If the efficacy of hypothermia and barbiturates in ameliorating ischemic brain injury lies in reducing the cerebral metabolic rate of oxygen (CMRO(2)), the greater efficacy of mild hypothermia (34 degrees C) compared with barbiturates is inconsistent with the 15-20% reduction of CMRO(2) caused by mild hypothermia compared with 50% caused by barbiturates. This paradox, we hypothesized, derives from the fact that whereas barbiturates lower CMRO(2) associated with EEG activity or thiopental (TP)-suppressible CMRO(2), not essential for cellular viability, hypothermia lowers CMRO(2) associated with providing energy, i.e., adenosine triphosphate, to maintain transmembrane ion gradients or TP-nonsuppressible CMRO(2), essential for neuronal viability. To test this hypothesis, we measured whole brain cerebral blood flow (CBF) and CMRO(2) in two groups of rats mechanically ventilated with 70% N2O/30% O-2 before and after TP-induced isoelectric EEG. In the normothermic group (n = 7), measurements were made at a brain temperature (T-b) of 38 degrees C, while in the hypothermic group (n = 7), they were made at 34 degrees C. In the normothermic group, TP-induced isoelectric EEG reduced CMRO(2) by 50%, from 7.92 +/- 1.05 to 3.95 +/- 0.70 ml 100 g(-1) min(-1) ((X) over bar +/- SD). Thus, at 38 degrees C, TP-suppressible and TP-nonsuppressible CMRO(2) were both 50 +/- 4% of total CMRO(2).

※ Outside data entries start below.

PR #4662, opened 2026-04-09
Add module 38000: Mikrotik RouterOS EC-SRP5 (Curve25519)

dev-goalz:
## Summary

Mikrotik RouterOS is the operating system running on all Mikrotik network devices (routers, switches, access points). Starting with RouterOS 7.x, user passwords are stored as EC-SRP5 verifiers based on Curve25519 scalar multiplication, replacing the older MD5-based scheme.

The verifiers are stored in the device configuration and included in `.backup` files. The hash extraction tool (`tools/routeros2hashcat.py`) supports three input types:
- `.backup` files (packed binary, plaintext only)
- Unpacked backup directories (`.dat`/`.idx` pairs)
- Monolithic config store files (`cfg.*` from NAND flash)

**Algorithm:**
- `inner = SHA256(username + ":" + password)`
- `scalar = SHA256(salt_16bytes + inner)`
- `point = scalar * G` on Curve25519 (Weierstrass form)
- `x_mont = convert point.x to Montgomery form`
- `verifier = first 28 bytes of x_mont (big-endian)`

**Hash format:** `$mikrotik$<username>$<salt_hex_32>$<verifier_hex_56>`

```
$mikrotik$hashcat$3069ece5c30baced372fb3d64647d42f$25772ddb1fa2e0f13511d7d7dc8c611b6529dd915d10482243dfca38:hashcat

Session..........: hashcat
Status...........: Cracked
Hash.Mode........: 33200 (Mikrotik RouterOS EC-SRP5 (Curve25519))
Hash.Target......: $mikrotik$hashcat$3069ece5c30baced372fb3d64647d42f$...dfca38
Speed.#01........:   221.9 kH/s (9.08ms) @ Accel:1 Loops:1 Thr:32 Vec:1
Hardware.Mon.#01.: Temp: 35c Util: 99% Core:1980MHz Mem:9251MHz Bus:16
```


jsteube:
In "m33200-pure.cl" the init kernel assembles the username, the colon and the password into one buffer before hashing it, and that buffer holds 256 bytes where the string reaches 512. The username token in "module_33200.c" accepts 255 bytes, module_pw_max is left at the default of 256, so total_len runs to 255 + 1 + 256. The username alone fills w_tmp to its last word, and the first password byte then writes one past the end:

```
  u32 w_tmp[64];
  ...
  for (u32 i = 0; i < pw_len; i++)
  {
    const u32 dst_pos  = username_len + 1 + i;
    const u32 dst_word = dst_pos / 4;
    ...
    w_tmp[dst_word] |= (b << (dst_byte * 8));
  }
```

In the hypothermic group, decreasing T-b from 38 to 34 degrees C caused a 17% decline in CMRO(2), from 7.62 +/- 1.92 to 6.28 +/- 1.22 ml 100 g(-1) min(-1) (p > 0.05). AT 34 degrees C, TP infusion lowered CMRO(2) to 2.15 +/- 0.46 ml 100 g(-1) min(-1). At 34 degrees C, TP-suppressible and TP-nonsuppressible CMRO(2) values were 64 +/- 7% and 36 +/- 8% of total CMRO(2), respectively. TP lowered CBF by 50% at both 38 and 34 degrees C. In conclusion, mild hypothermia selectively lowers TP-nonsuppressible CMRO(2) associated with the maintenance of viability rather than EEG-associated or TP-suppressible CMRO(2).